START Data to use

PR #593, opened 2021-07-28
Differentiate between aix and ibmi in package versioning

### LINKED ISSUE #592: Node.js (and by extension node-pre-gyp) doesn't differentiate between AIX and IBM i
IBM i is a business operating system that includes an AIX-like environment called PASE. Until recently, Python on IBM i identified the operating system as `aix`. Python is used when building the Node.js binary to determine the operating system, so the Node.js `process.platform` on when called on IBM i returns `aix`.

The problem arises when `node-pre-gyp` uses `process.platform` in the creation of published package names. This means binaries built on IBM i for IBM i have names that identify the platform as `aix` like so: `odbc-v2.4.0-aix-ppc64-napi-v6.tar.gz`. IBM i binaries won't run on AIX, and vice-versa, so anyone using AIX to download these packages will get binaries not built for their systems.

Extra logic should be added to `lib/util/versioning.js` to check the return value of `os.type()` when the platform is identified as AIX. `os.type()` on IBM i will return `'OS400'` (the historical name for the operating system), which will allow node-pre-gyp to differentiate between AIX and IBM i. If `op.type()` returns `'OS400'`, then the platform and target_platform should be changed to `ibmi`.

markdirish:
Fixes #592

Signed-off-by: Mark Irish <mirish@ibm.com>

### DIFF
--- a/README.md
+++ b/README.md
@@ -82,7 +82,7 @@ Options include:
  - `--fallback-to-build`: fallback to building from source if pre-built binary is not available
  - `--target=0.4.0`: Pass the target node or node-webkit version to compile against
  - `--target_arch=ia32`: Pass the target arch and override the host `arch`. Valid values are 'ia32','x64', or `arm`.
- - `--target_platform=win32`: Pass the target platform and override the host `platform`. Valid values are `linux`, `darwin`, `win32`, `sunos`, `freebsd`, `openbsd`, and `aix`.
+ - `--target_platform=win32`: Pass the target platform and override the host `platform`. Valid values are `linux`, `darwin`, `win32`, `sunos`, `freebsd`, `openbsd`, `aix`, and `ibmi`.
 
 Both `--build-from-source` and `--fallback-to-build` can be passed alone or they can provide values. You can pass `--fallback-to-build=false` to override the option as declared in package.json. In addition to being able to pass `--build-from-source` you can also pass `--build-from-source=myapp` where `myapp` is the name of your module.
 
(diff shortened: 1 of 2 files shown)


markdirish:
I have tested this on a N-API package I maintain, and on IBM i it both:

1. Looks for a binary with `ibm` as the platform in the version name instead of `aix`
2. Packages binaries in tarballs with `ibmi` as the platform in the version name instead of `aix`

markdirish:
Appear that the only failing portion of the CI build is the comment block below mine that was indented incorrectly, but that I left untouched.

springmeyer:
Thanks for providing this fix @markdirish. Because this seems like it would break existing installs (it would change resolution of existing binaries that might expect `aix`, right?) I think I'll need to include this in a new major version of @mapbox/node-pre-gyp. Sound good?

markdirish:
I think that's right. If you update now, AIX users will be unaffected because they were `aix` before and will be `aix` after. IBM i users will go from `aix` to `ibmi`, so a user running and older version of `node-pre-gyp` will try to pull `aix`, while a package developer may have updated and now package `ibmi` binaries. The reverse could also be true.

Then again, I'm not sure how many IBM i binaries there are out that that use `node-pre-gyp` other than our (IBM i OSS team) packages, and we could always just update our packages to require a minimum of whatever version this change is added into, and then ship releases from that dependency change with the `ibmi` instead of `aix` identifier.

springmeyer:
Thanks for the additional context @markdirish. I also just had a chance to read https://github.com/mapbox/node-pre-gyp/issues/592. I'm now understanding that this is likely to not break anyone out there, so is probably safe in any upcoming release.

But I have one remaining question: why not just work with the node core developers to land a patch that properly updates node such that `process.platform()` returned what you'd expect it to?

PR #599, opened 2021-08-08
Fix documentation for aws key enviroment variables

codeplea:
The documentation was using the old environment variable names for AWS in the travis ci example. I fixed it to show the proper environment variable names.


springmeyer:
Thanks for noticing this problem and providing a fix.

END Data to use

Exercise aim: Some of the data mentions "think". Copy every line where it does.

Result of this exercise:
Thanks for providing this fix @markdirish. Because this seems like it would break existing installs (it would change resolution of existing binaries that might expect `aix`, right?) I think I'll need to include this in a new major version of @mapbox/node-pre-gyp. Sound good?
I think that's right. If you update now, AIX users will be unaffected because they were `aix` before and will be `aix` after. IBM i users will go from `aix` to `ibmi`, so a user running and older version of `node-pre-gyp` will try to pull `aix`, while a package developer may have updated and now package `ibmi` binaries. The reverse could also be true.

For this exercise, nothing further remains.